Manuel miraba atónito sus grandes ojos rasgados, sus pómulos marcados, más tártaros que cachemires, esa boca grande de labios secos, la determinación de su voz. ¿Cómo había entrado esa mujer en su vida? ¿Y adónde quería llegar? También él tuvo un raro presagio al escuchar sus palabras, un presagio opresivo que no quiso interrumpir con preguntas banales.
–El campo de excavaciones donde vas a trabajar -prosiguió Shalimar- está muy al norte del Ladakh indio, apenas a treinta millas del Aksai Chin, la zona ocupada por los chinos… Al otro lado hay un monasterio del que seguro has oído hablar. El monasterio de Tielontang. ¿Lo conoces?
–Sí, lo conozco -asintió.
Pocos años antes la revista alemana Stern publicó un extenso reportaje sobre ese monasterio al pie de los Himalayas, donde se localizaba una alucinante comunidad de monjes ortodoxos que se decían descendientes de la primera iglesia nestoriana del Tíbet. Otra pista para su búsqueda de las huellas de Cristo. Una embajada de aquellos cristianos del siglo I había llegado hasta Ladakh. Manuel recordaba un par de fotos del reportaje: un monje junto a una cruz de más de veinte metros labrada en los farallones sobre los que se asentaba el monasterio. Y la panorámica de una viña muy añosa de la que se aseguraba no sólo que seguía dando un vino excelente, sino que su cepa originaria databa del Diluvio, cuando el patriarca Noé la plantó con sus propias manos, recién desembarcado del Arca, en ese lugar del desierto tibetano de Tielontang.
El tiempo apremiaba. Manuel no tenía tiempo para otras aventuras que no tuvieran como destino la Puerta de Mulbek. Ya no podía postergar más su pregunta.
–Claro que lo conozco.

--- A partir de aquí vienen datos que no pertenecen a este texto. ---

PR #500, opened 2018-06-29
PARQUET-1344: Type builders don't honor new logical types

nandorKollar:
Call propert constructor when builder is caller with new logical type,
call the deprecated OriginalType version otherwise.

### DIFF
--- a/parquet-column/src/test/java/org/apache/parquet/schema/TestTypeBuilders.java
+++ b/parquet-column/src/test/java/org/apache/parquet/schema/TestTypeBuilders.java
@@ -26,6 +26,9 @@ import org.junit.Test;
 import org.apache.parquet.schema.PrimitiveType.PrimitiveTypeName;
 import org.apache.parquet.schema.Type.Repetition;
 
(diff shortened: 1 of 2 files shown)


parquet-column/src/test/java/org/apache/parquet/schema/TestTypeBuilders.java
```diff
@@ -1423,6 +1423,32 @@ public void testDecimalLogicalTypeWithDeprecatedPrecision() {
     Assert.assertEquals(expected, actual);
   }
 
+  @Test
+  public void testTimestampLogicalTypeWithUTCParameter() {
+    PrimitiveType utcMillisExpected = new PrimitiveType(REQUIRED, INT64, "aTimestamp",
+      LogicalTypeAnnotation.timestampType(true, LogicalTypeAnnotation.TimeUnit.MILLIS));
```
gszadovszky: I think, it would be more readable by using static imports. e.g. `timestampType(true, MILLIS)`

nandorKollar:
@gszadovszky updated the PR with your recommended changes.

Pero. ¿qué quieres pedirme? Si estás tan informada, sabrás que está prohibido rebasar la línea de demarcación. Es imposible que pueda llegar allá -concluyó Manuel-, y si llegara; sería un suicidio.
Shalimar intensificó el fulgor de su mirada. Buscó la mano de Manuel y la tomó con firmeza. Después puso en ella un sobre lacrado y la mantuvo apretada entre las suyas.
–Por favor, la vida de miles de personas depende de esta carta; En nombre de ellos te pido que subas a ese monasterio, y se la entregues al padre Abba Komay.
Manuel podía oler el peligro. Pero también sabía que la tentación del riesgo podía llegar a ser para él algo irresistible.
–No conozco a ese hombre, apenas te conozco a ti. ¿Por qué iba a hacerlo?
–No puedes elegir, lo harás, está escrito -insistió Shalimar hundiendo aún más sus ojos en los suyos-. Además…
–¿Qué?
–No correrás riesgos. Tienes un pasaporte diplomático. Te lo vi anoche.
Pese a la gravedad con la que hablaba, el atrevimiento de la joven era tan desconcertante que incluso resultaba cómico. ¿Qué pretendía proponerle? Necesitó hacer un esfuerzo para evitar sonreír.
–No sé cómo te atreves a decirme eso.
Shalimar, comprendió que le debía aún otra explicación.
–Sólo quise devolverte los cien dólares que me pagaste ayer. Fue entonces cuando vi ese pasaporte rojo en la cartera.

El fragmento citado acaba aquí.